**Excerpted data**
Issue #684, opened 2014-10-03
Remove "XYZ returned an error: " ?


zholmes1:
I'm wondering if it would be a good idea to remove instances of the prefix that is sometimes applied to ExchangeException (for example "BTC-E returned an error: " + e.getMessage()). It would allow more flexibility in displaying error messages to end users. Regardless, we should choose one or the other and make it consistent across all exchange implementations.

timmolter:
Done. Methods now throw IOException or some subclass of `ExchangeException`, which you can catch the specifc ones and handle things properly.

PR #832, opened 2015-01-21
Introduce exception types for nonce error, throttling

rafalkrupinski:
and insufficient funds.

I'd like to push issue #684 forward.

I can handle programatically nonce error and throttling. @mmazi's example with insufficient funds is a good one too.

Until all the exchanges are modified, some of the exchanges will throw exceptions that don't extend ExchangeException - we break the generic interface.
I guess we will have to live with `catch(ExchangeException | IllegalArgumentException e)` for the time being.

`FrequencyLimitExceededException extends IllegalStateException` because It represents a transient state of the exchange - internal counter that at some point exceeds some threshold.
`FundsExceededException extends IllegalArgumentException` - it could bee seen as illegal argument (requested order exceeds the funds) or illegal state (funds are insufficient to place the order), so it's either this or `InsufficientFundsException extends IllegalStateException`.

### DIFF
--- a/xchange-core/src/main/java/com/xeiam/xchange/FundsExceededException.java
+++ b/xchange-core/src/main/java/com/xeiam/xchange/FundsExceededException.java
@@ -1,0 +1,20 @@
+package com.xeiam.xchange;
+
+public class FundsExceededException extends IllegalArgumentException {
+  private static final long serialVersionUID = 2406896439418334853L;
+
+  public FundsExceededException() {
+  }
+
+  public FundsExceededException(String s) {
+    super(s);
+  }
+
+  public FundsExceededException(String message, Throwable cause) {
+    super(message, cause);
+  }
+
+  public FundsExceededException(Throwable cause) {
+    super(cause);
+  }
+}
--- a/xchange-core/src/main/java/com/xeiam/xchange/FundsExceededException.java
+++ b/xchange-core/src/main/java/com/xeiam/xchange/FundsExceededException.java
@@ -1,10 +1,7 @@
 package com.xeiam.xchange;
 
-public class FundsExceededException extends IllegalArgumentException {
+public class FundsExceededException extends ExchangeException {
   private static final long serialVersionUID = 2406896439418334853L;
-
-  public FundsExceededException() {
-  }
 
   public FundsExceededException(String s) {
     super(s);
@@ -14,7 +11,4 @@ public class FundsExceededException extends IllegalArgumentException {
     super(message, cause);
   }
 
-  public FundsExceededException(Throwable cause) {
-    super(cause);
-  }
 }
--- a/xchange-anx/src/main/java/com/xeiam/xchange/anx/v2/service/polling/ANXAccountServiceRaw.java
+++ b/xchange-anx/src/main/java/com/xeiam/xchange/anx/v2/service/polling/ANXAccountServiceRaw.java
@@ -3,10 +3,10 @@ package com.xeiam.xchange.anx.v2.service.polling;
 import java.io.IOException;
 import java.math.BigDecimal;
 
+import si.mazi.rescu.HttpStatusIOException;
 import si.mazi.rescu.RestProxyFactory;
 import si.mazi.rescu.SynchronizedValueFactory;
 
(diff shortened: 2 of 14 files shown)


rafalkrupinski:
@timmolter, if the exceptions are acceptable, I can provide some implementations before this is merged.

timmolter:
Thanks for digging this issue up again. 

What's the advantage of extending `IllegalStateException` instead of `ExchangeException`? I like `ExchangeException` because the constructor forces extenders to provide a nice message. 

In any case, we should stick to just one parent exception type, probably `IllegalStateException` if not `ExchangeException`.

rafalkrupinski:
> What's the advantage of extending IllegalStateException instead of ExchangeException?

Leveraging the standard and having a good design: e.g. Funds Exceeded is-a Illegal Argument, Nonce error is-a Illegal State.

> I like ExchangeException because the constructor forces extenders to provide a nice message.

I don't think it's doing a good job - `"Error calling $method(): " + e.getError()` doesn't look very nice ;)
Anyway, I can hide the default c-tors in the exception types I'm introducing here.

> In any case, we should stick to just one parent exception type, probably IllegalStateException if not ExchangeException.

We already have to catch IOException, ExchangeException and `${exchange}Exception extends RuntimeException`.
I don't know about others, but my approach is to catch IOException and RuntimeException anyway.

timmolter:
Just pasting this here: 

`public class IllegalArgumentException extends RuntimeException`
Thrown to indicate that a method has been passed an illegal or inappropriate argument.

 `public class IllegalStateException extends RuntimeException`
Signals that a method has been invoked at an illegal or inappropriate time. In other words, the Java environment or Java application is not in an appropriate state for the requested operation.

rafalkrupinski:
@timmolter are you saying that these exceptions are inappropriate for remote methods?

timmolter:
Here's what I propose:

`ExchangeException extends RuntimeException`
`FrequencyLimitExceededException extends ExchangeException`
`InsufficientFundsException extends ExchangeException`
etc...

These are all unique exceptions related to exchanges and they do follow a Java standard of exception class hierarchy. Why introduce another layer such as `IllegalArgumentException`? Just get straight to the point: e.g. it's a `InsufficientFundsException` which is a `ExchangeException` which is a `RuntimeException`. If you want a human readable message to print out you have it, but you don't need too.

And like @mmazi said:

Just my two cents: @timmolter , @zholmes1 , I tend to see @rafalkrupinski's suggestion to use Exception class hierarchy instead of a type field as a better idea. @zholmes1's code then becomes:

    catch (InsufficientFundsException e) {
        limitOrder.setTradableAmount(amount.multiply(new BigDecimal("0.99")));
        tradeService.placeLimitOrder(limitOrder);
    } 
    catch (TooFrequentException e) {
        Thread.sleep(2000);
        tradeService.placeLimitOrder(limitOrder);
    }
    catch (...)

This gives several advantages, eg. it conforms to the general exception paradigm in Java and allows for different exception classes to have different properties (eg. InsufficientFundsException could have requiredFuns, actualFunds fields etc.), and for different exception types to be handled on different levels of the method call stack easily.

timmolter:
@rafalkrupinski Yes, I think an `ExchangeException ` is more relevant, that's all. I don't think we should feel forced to use Java standard Exceptions when we have our own more appropriate one, that's all.

rafalkrupinski:
No problem, I'll change the hierarchy, it doesn't influence the error checking logic on the xchange side, nor for the users.

Please don't close the PR :)

rafalkrupinski:
@timmolter I've pushed the changes in the exception type hierarchy you requested,
and implementations for the 4 exchanges that I have account at.

xchange-core/src/main/java/com/xeiam/xchange/FundsExceededException.java
```diff
@@ -0,0 +1,14 @@
+package com.xeiam.xchange;
+
+public class FundsExceededException extends ExchangeException {
+  private static final long serialVersionUID = 2406896439418334853L;
```
timmolter: is this long really needed?

timmolter:
looks good.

**Work instructions**
Look through the data above. Copy every line with the string "users" in it.

**Response to this exercise**
I'm wondering if it would be a good idea to remove instances of the prefix that is sometimes applied to ExchangeException (for example "BTC-E returned an error: " + e.getMessage()). It would allow more flexibility in displaying error messages to end users. Regardless, we should choose one or the other and make it consistent across all exchange implementations.
No problem, I'll change the hierarchy, it doesn't influence the error checking logic on the xchange side, nor for the users.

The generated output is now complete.